If you were to actually look at WP today, aside from Gutenberg you'd have to go digging to understand what had changed between 10 years ago and now, because much of where it changed was in subtle ways (e.g. full site editing) - but the size and scale of the ecosystem is why it keeps going. It happened to be in the right place at the right time to make a seismic shift and its ecosystem has propped it up ever since.

It's also why Matt going after individual leaders in the ecosystem is such the bad move that it is because it tells other premium plugin authors 'hey, maybe you should think about finding another plugin ecosystem to live in if you want to keep having income'.

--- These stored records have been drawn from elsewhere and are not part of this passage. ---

PR #121, opened 2024-05-20
Add Xcode Version to CacheKey

giginet:
This PR adds Xcode version to the cache key.

Currently, we are using `clang --version` to detect the compiler versions are changed.
However, some Xcode releases changed SDK versions even the Clang version was not changed.

In this case, wrong binaries are used in the cache system.

This change may avoid the situation.

Since this PR, macOS 13 or above is required.


freddi-kit (approved):

Package@swift-5.9.swift
```diff
@@ -1,4 +1,4 @@
-// swift-tools-version: 5.6
+// swift-tools-version: 5.8
```
giuk-jung, line 1:
```suggestion
// swift-tools-version: 5.9
```

giginet: We haven't dropped 5.8 support yet. So I set the lowest version

giuk-jung (approved):

Sources/ScipioKit/Producer/Cache/XcodeVersion.swift
```diff
@@ -0,0 +1,51 @@
+import Foundation
+import RegexBuilder
+
+public struct XcodeVersion: Sendable, Hashable, Codable {
+    var xcodeVersion: String
+    var xcodeBuildVersion: String
```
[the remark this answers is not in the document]
giginet: Perhaps it's enough to identify the key only with the build version.
However, it's not a human-friendly. `xcodeBuildVersion` is good for human readability so it's better to contain both.

PR #718, opened 2020-05-07
DialogueClients produces versioned metrics

iamdanfox:
## Before this PR

I tried to read out the `dialogue.client.create` metric in my Witchcraft PR and found that the `dialogueVersion` tag was missing on one of the metrics. 

## After this PR
==COMMIT_MSG==
Clients constructed using the `DialogueClients` fluent factories now have metrics tagged with the proper `dialogueVersion`.
==COMMIT_MSG==

### DIFF
--- a/dialogue-core/src/main/java/com/palantir/dialogue/core/DialogueInternalVersionedTaggedMetricRegistry.java
+++ b/dialogue-core/src/main/java/com/palantir/dialogue/core/DialogueInternalVersionedTaggedMetricRegistry.java
@@ -22,30 +22,34 @@ import com.codahale.metrics.Histogram;
 import com.codahale.metrics.Meter;
 import com.codahale.metrics.Metric;
 import com.codahale.metrics.Timer;
+import com.palantir.logsafe.Preconditions;
 import com.palantir.tritium.metrics.registry.MetricName;
 import com.palantir.tritium.metrics.registry.TaggedMetricRegistry;
 import com.palantir.tritium.metrics.registry.TaggedMetricSet;
 import java.util.Map;
+import java.util.Objects;
 import java.util.Optional;
 import java.util.function.BiConsumer;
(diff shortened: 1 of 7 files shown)


dialogue-core/src/main/java/com/palantir/dialogue/core/DialogueInternalVersionedTaggedMetricRegistry.java
```diff
@@ -22,30 +22,34 @@
...
 import com.palantir.tritium.metrics.registry.TaggedMetricRegistry;
 import com.palantir.tritium.metrics.registry.TaggedMetricSet;
 import java.util.Map;
+import java.util.Objects;
 import java.util.Optional;
 import java.util.function.BiConsumer;
 import java.util.function.Supplier;
 
-final class VersionedTaggedMetricRegistry implements TaggedMetricRegistry {
+public final class DialogueInternalVersionedTaggedMetricRegistry implements TaggedMetricRegistry {
```
iamdanfox, line 35: It's kinda heartbreaking making stuff like this public just so we can use it from one of our other jars 😭

carterkozak: What if we don’t, but only provide version metrics via the standard factory?
We’ll lose them if we get dialogue upgrades prior to wc taking advantage of the new goodness, but I think it’s worth it.

iamdanfox: it's actually such a useful part of my dashboard though I _really_ don't want to lose it.

I think my preference would actually be to add a metric-schema feature so you can opt-in to embedding a library version (and specify that tag you want, in this case "dialogueVersion")

PR #720, opened 2020-05-08
Failing test for ConcurrencyLimiters talking to a Guava RateLimiter server

iamdanfox:
## Before this PR

In @jkozlowski's internal-ski-product, we haven't been able to fully replace c-j-r with dialogue because there's one test (`testPartitionedRangeScan`) which has been flaking with the dialogue implementation but rock solid with c-j-r.

In this particular test they kick off a big spike of requests to the ski-product server and then wait for them all to succeed, relying on concurrencylimiters to throttle sensibly on the client side. On the server-side, ski-product uses guava ratelimiters, with a default of 300 reads per datastore.

## After this PR
==COMMIT_MSG==
IntegrationTest tests against a real server with a Guava ratelimiter set to allow 300 queries per second.
==COMMIT_MSG==

Roughly, I think that we're too quick to increase the limit - say we have 20/20 permits used, and then three return successfully all at pretty much the same time. Suddenly we have 17 inflight and the permits additively increased to 23. Six queued requests get fired off and surprise surprise the server tells us to get wrecked.

# [GRAPHS](https://github.com/palantir/dialogue/blob/dfox/realistic-concurrency-limiter-test/simulation/src/test/resources/report.md)

## Possible downsides?
- The test uses a real thread.sleep and it currently takes 10 seconds to complete.
- We're making a tradeoff here by more cautiously increasing limits (to avoid blowing out a whole batch of requests), which results in a potentially slower client-perceived mean.

### DIFF
--- a/dialogue-client-verifier/src/test/java/com/palantir/verification/IntegrationTest.java
+++ b/dialogue-client-verifier/src/test/java/com/palantir/verification/IntegrationTest.java
@@ -24,6 +24,7 @@ import com.google.common.io.ByteStreams;
 import com.google.common.primitives.Ints;
 import com.google.common.util.concurrent.Futures;
 import com.google.common.util.concurrent.ListenableFuture;
+import com.google.common.util.concurrent.RateLimiter;
 import com.palantir.conjure.java.api.config.service.ServiceConfiguration;
 import com.palantir.conjure.java.api.config.service.UserAgent;
 import com.palantir.conjure.java.api.config.ssl.SslConfiguration;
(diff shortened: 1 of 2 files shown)


dialogue-core/src/main/java/com/palantir/dialogue/core/RetryingChannel.java
```diff
@@ -339,8 +339,7 @@ private void logRetry(long backoffNanoseconds, @Nullable Throwable throwable) {
                         SafeArg.of("backoffMillis", TimeUnit.NANOSECONDS.toMillis(backoffNanoseconds)),
                         SafeArg.of("channelName", channelName),
                         SafeArg.of("serviceName", endpoint.serviceName()),
-                        SafeArg.of("endpoint", endpoint.endpointName()),
-                        throwable);
```
carterkozak: what's happening here?

iamdanfox: So these stacktraces are actually always identical (they don't include the cause), and they made the SimulationTest logs impossible to read. I'll put it back to keep this PR focussed, but I think it's worth considering eliding them.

Yes, you can absolutely replace a WP blog with CraftCMS or Drupal in a small scale of time, but the more plugins you have to replicate, the harder that task is and the more upfront effort that will be required to get there - and for almost anyone, that equates to a cost that has to be borne by someone.
 
In other news, Matt is so upset by this court injunction that the community Slack instance for community discussions... he's ragequit it.

I'm sick and disgusted to be legally compelled to provide free labor to an organization as parasitic and exploitive as WP Engine. I hope you all get what you and WP Engine wanted.

It was all fine when other people were giving you free labour and you were parasitically exploiting it, of course.
 
lol. I'm surprised he hasn't launched into the air yet with his arrogant attitude. There must be a rocket up his ass sometime soon.